I picked up some Daisy 1/4" ammo from Dick's Sporting goods today. I didn't have really high expectations as it was $4.50 for 250 shots, but it turned out ok. I don't know what difference flat spots make but this ammo has one on each side so if you're a purist about such things you should avoid this ammo.
Link to ammo on Daisy website

Capsule Review, Car and Driver style:
Highs-- Cheap, really shiny, doesn't roll as far since it's flat on the ends.
Lows-- Flat on the ends, have to walk around the eliptical machines and Underarmor to get it.
The Verdict-- Works for me


----------



## NaturalFork (Jan 21, 2010)

when i first got back into slingshots I used that stuff. It was not bad at all.


----------



## Henry the Hermit (Jun 2, 2010)

I sometimes wonder if there is anyone at Daisy who actually shoots slingshots.

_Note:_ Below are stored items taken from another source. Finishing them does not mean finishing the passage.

PR #2917, opened 2016-09-20
s/{{system.}}/{{st2kv.system.}} and s/{{user.}}/{{st2kv.user.}}

lakshmi-kannan:
## What?

PR tries to move away from {{system.}} and {{user.}} jinja template to access datastore items to {{st2system.}} and {{st2user.}}

## Why?

See conversation here https://github.com/StackStorm/st2/pull/2772

## TODO:

* [x] Backward compatibility tests
* [x] Migration tool for datastore
* [ ]  ~~st2contrib changes~~
* [X] Docs changes https://github.com/StackStorm/st2docs/pull/286
  - [X] Migration docs
  - [X] Jinja change in docs
* [x] Changelog


Kami:
Nice :+1: 

Looks like your TODO already covers all the stuff I wanted to comment on so nothing from me for now :)

emedvedev:
I still want `st2kv.system` and `st2kv.user`. :cry: I remember the discussion about the extra dot, but I think this syntax is the clearest semantically. It also corresponds to `st2kv()`.

Kami:
> I still want st2kv.system and st2kv.user. :cry: I remember the discussion about the extra dot, but I think this syntax is the clearest semantically. It also corresponds to st2kv().

I do agree that this would be ideal and more explicit... :)

lakshmi-kannan:
@emedvedev @Kami I now have the changes to get {{st2kv.system.}} and {{st2kv.user.}} to work. It was a pain slightly but it's done now. Have a look and if you guys are cool, I'll work on the docs changes.

emedvedev:
Looks good. You make me happy :heart:

st2api/st2api/controllers/v1/keyvalue.py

The 1/4 ammo is useless with any Daisy slingshot.. It does, however, work just fine with suitable bands. I have some Theraband Gold that Dan (ZDP-189) sent me as scrap. Each piece of "scrap" contains a lot of usable rubber and I use it for my BB shooters. Pulls about 5 pounds and sends a .25 Daisy ball through an aluminum can with authority.


----------



## Frodo (Dec 19, 2009)

Henry in Panama said:


> I sometimes wonder if there is anyone at Daisy who actually shoots slingshots. The 1/4 ammo is useless with any Daisy slingshot.


Maybe the truck-driver!?


----------



## slingshot awesome (Dec 7, 2010)

i dont like it cuase its so tiny now there marbles or 3/8 ammo is about wat i like to shoot maybe a mechanics ball bearing but there marbles are great


----------